Emus is the second largest known bird in the world (Shutterstock)

Militaries and countries usually overcome their military defeats, but defeats are hard to forget, especially when the event in the country becomes an inexhaustible source of ridicule, such as the defeat of the Australian army in 1932, in a military operation against ostrich-like emus, when it decided to carry out a military operation against them after they destroyed many wheat crops.

It all started – as reported by the French magazine Le Point – in the early thirties when the Great Depression hit agriculture hard in Western Australia, plunging farmers into a deep crisis after the collapse of the price of wheat, and the situation was further deteriorated by the arrival of a wave of migration of giant emus birds to the region.

More than 20,90 emus, each measuring a meter and 50 cm long and able to overtake a car traveling at <> km per hour, trampled crops and ate everything in their path, dealing a real blow to Australians.

Emo (Shutterstock)

Declaring war on emo

In these circumstances, the Australian government, in search of popularity, chose to solve this problem radically, by sending in the army, deploying soldiers equipped with Lewis' machine guns and 10,<> rounds to eliminate these destructive creatures, with the government funding the movement of soldiers and leaving farmers with food, housing, and enough to pay for ammunition.

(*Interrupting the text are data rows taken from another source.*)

PR #614, opened 2019-08-02
[UI][E] Moves information from EnterXMPPAccountWizardPage

srossbach:
[UI][E] Moves information from ENterXMPPAccountWizardPage

This information is only needed for the configuration wizard. It is very
confusing if you open the page in stand-alone mode and reading "If you
already have a XMPP account ..." 

I am guessing I would have used Create-Account instead of Add-Account if
I do not own a XMPP account.

### DIFF
--- a/eclipse/src/saros/ui/wizards/ConfigurationWizard.java
+++ b/eclipse/src/saros/ui/wizards/ConfigurationWizard.java
@@ -1,9 +1,14 @@
 package saros.ui.wizards;
 
+import java.util.Arrays;
 import org.bitlet.weupnp.GatewayDevice;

The initiative was welcomed by the local population, and the army thought that 3 soldiers were enough to shoot down the enemy, especially since emos are birds that cannot fly, but the army made a mistake in underestimating the intelligence and speed of these monsters.

Brigadier General Gwaned Purvis, who "fought" in the operation, says, "The emu proved that it wasn't as stupid as people think. Each group has its own leader who stands guard to take care of his peers with the wheat, and at the first suspicious signal he gives the signal and dozens of heads come out of the crop."

The organized and reactant emos caused a defeat for Australia, with no losses in its military, making the operation widely ridiculed across the country, as much as it seemed to be a huge waste, with 2500,100 rounds of ammunition used to kill about <> emus.

Australian ornithologist D.L. Serventi summed up the emu war well in the Encyclopedia Britannica, writing, "The Emu command seems to have adopted guerrilla tactics, and its army, which could not maneuver much, quickly split into countless small units which made the use of military equipment unprofitable, so the disgruntled field force withdrew from the combat zone after about a month," a defeat for the Australian army to thousands of emus.